[Data for review]
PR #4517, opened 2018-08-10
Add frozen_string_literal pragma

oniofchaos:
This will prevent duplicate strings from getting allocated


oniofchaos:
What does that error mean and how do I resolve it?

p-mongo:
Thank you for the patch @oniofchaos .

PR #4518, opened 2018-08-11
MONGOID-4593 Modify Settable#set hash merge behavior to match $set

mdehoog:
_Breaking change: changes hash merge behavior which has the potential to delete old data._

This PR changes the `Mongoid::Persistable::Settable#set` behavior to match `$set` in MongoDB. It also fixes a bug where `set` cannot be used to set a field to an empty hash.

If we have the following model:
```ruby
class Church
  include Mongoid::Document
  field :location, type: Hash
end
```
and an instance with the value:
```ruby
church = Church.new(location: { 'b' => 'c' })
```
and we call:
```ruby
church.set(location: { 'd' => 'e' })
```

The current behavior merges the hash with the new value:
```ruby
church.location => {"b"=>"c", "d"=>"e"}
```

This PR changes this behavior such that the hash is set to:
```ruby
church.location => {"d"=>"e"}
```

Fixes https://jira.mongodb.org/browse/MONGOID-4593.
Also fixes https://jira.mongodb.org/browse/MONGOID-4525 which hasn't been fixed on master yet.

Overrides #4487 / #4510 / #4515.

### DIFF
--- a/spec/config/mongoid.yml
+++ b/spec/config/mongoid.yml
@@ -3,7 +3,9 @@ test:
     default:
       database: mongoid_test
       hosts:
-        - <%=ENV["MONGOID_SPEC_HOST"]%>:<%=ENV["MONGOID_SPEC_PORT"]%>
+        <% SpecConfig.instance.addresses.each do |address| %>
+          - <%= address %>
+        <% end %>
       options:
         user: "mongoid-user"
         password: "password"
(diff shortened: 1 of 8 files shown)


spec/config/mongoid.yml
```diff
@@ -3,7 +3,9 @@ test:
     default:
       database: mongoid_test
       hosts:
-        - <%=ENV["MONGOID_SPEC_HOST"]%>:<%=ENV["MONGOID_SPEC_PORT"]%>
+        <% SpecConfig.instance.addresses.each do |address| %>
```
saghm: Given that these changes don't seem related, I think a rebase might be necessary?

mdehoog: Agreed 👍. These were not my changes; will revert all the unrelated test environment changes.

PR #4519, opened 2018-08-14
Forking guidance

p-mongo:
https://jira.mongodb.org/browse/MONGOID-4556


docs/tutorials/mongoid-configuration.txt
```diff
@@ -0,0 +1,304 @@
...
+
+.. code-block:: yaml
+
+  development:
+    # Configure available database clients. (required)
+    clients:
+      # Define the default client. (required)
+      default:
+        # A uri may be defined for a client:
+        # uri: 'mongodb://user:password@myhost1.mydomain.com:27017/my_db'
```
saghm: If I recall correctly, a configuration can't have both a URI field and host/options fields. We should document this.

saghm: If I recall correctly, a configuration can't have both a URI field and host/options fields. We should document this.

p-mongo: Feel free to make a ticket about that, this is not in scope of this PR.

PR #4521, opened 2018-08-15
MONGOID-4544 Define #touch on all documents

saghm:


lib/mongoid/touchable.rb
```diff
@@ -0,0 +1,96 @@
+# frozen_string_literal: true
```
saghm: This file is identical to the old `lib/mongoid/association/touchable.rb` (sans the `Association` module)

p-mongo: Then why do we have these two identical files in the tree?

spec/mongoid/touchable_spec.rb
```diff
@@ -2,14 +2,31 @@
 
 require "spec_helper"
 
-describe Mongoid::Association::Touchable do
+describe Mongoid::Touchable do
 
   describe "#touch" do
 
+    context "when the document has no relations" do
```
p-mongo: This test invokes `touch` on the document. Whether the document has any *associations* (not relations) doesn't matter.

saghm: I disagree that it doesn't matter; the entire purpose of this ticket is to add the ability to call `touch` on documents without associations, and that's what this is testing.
[/Data for review]
#### [What is required]
Leaving no line out, return the data above verbatim.

#### [Written response]
PR #4517, opened 2018-08-10
Add frozen_string_literal pragma

oniofchaos:
This will prevent duplicate strings from getting allocated


oniofchaos:
What does that error mean and how do I resolve it?

p-mongo:
Thank you for the patch @oniofchaos .

PR #4518, opened 2018-08-11
MONGOID-4593 Modify Settable#set hash merge behavior to match $set

mdehoog:
_Breaking change: changes hash merge behavior which has the potential to delete old data._

This PR changes the `Mongoid::Persistable::Settable#set` behavior to match `$set` in MongoDB. It also fixes a bug where `set` cannot be used to set a field to an empty hash.

If we have the following model:
```ruby
class Church
  include Mongoid::Document
  field :location, type: Hash
end
```
and an instance with the value:
```ruby
church = Church.new(location: { 'b' => 'c' })
```
and we call:
```ruby
church.set(location: { 'd' => 'e' })
```

The current behavior merges the hash with the new value:
```ruby
church.location => {"b"=>"c", "d"=>"e"}
```

This PR changes this behavior such that the hash is set to:
```ruby
church.location => {"d"=>"e"}
```

Fixes https://jira.mongodb.org/browse/MONGOID-4593.
Also fixes https://jira.mongodb.org/browse/MONGOID-4525 which hasn't been fixed on master yet.

Overrides #4487 / #4510 / #4515.

### DIFF
--- a/spec/config/mongoid.yml
+++ b/spec/config/mongoid.yml
@@ -3,7 +3,9 @@ test:
     default:
       database: mongoid_test
       hosts:
-        - <%=ENV["MONGOID_SPEC_HOST"]%>:<%=ENV["MONGOID_SPEC_PORT"]%>
+        <% SpecConfig.instance.addresses.each do |address| %>
+          - <%= address %>
+        <% end %>
       options:
         user: "mongoid-user"
         password: "password"
(diff shortened: 1 of 8 files shown)


spec/config/mongoid.yml
```diff
@@ -3,7 +3,9 @@ test:
     default:
       database: mongoid_test
       hosts:
-        - <%=ENV["MONGOID_SPEC_HOST"]%>:<%=ENV["MONGOID_SPEC_PORT"]%>
+        <% SpecConfig.instance.addresses.each do |address| %>
```
saghm: Given that these changes don't seem related, I think a rebase might be necessary?

mdehoog: Agreed 👍. These were not my changes; will revert all the unrelated test environment changes.

PR #4519, opened 2018-08-14
Forking guidance

p-mongo:
https://jira.mongodb.org/browse/MONGOID-4556


docs/tutorials/mongoid-configuration.txt
```diff
@@ -0,0 +1,304 @@
...
+
+.. code-block:: yaml
+
+  development:
+    # Configure available database clients. (required)
+    clients:
+      # Define the default client. (required)
+      default:
+        # A uri may be defined for a client:
+        # uri: 'mongodb://user:password@myhost1.mydomain.com:27017/my_db'
```
saghm: If I recall correctly, a configuration can't have both a URI field and host/options fields. We should document this.

saghm: If I recall correctly, a configuration can't have both a URI field and host/options fields. We should document this.

p-mongo: Feel free to make a ticket about that, this is not in scope of this PR.

PR #4521, opened 2018-08-15
MONGOID-4544 Define #touch on all documents

saghm:


lib/mongoid/touchable.rb
```diff
@@ -0,0 +1,96 @@
+# frozen_string_literal: true
```
saghm: This file is identical to the old `lib/mongoid/association/touchable.rb` (sans the `Association` module)

p-mongo: Then why do we have these two identical files in the tree?

spec/mongoid/touchable_spec.rb
```diff
@@ -2,14 +2,31 @@
 
 require "spec_helper"
 
-describe Mongoid::Association::Touchable do
+describe Mongoid::Touchable do
 
   describe "#touch" do
 
+    context "when the document has no relations" do
```
p-mongo: This test invokes `touch` on the document. Whether the document has any *associations* (not relations) doesn't matter.

saghm: I disagree that it doesn't matter; the entire purpose of this ticket is to add the ability to call `touch` on documents without associations, and that's what this is testing.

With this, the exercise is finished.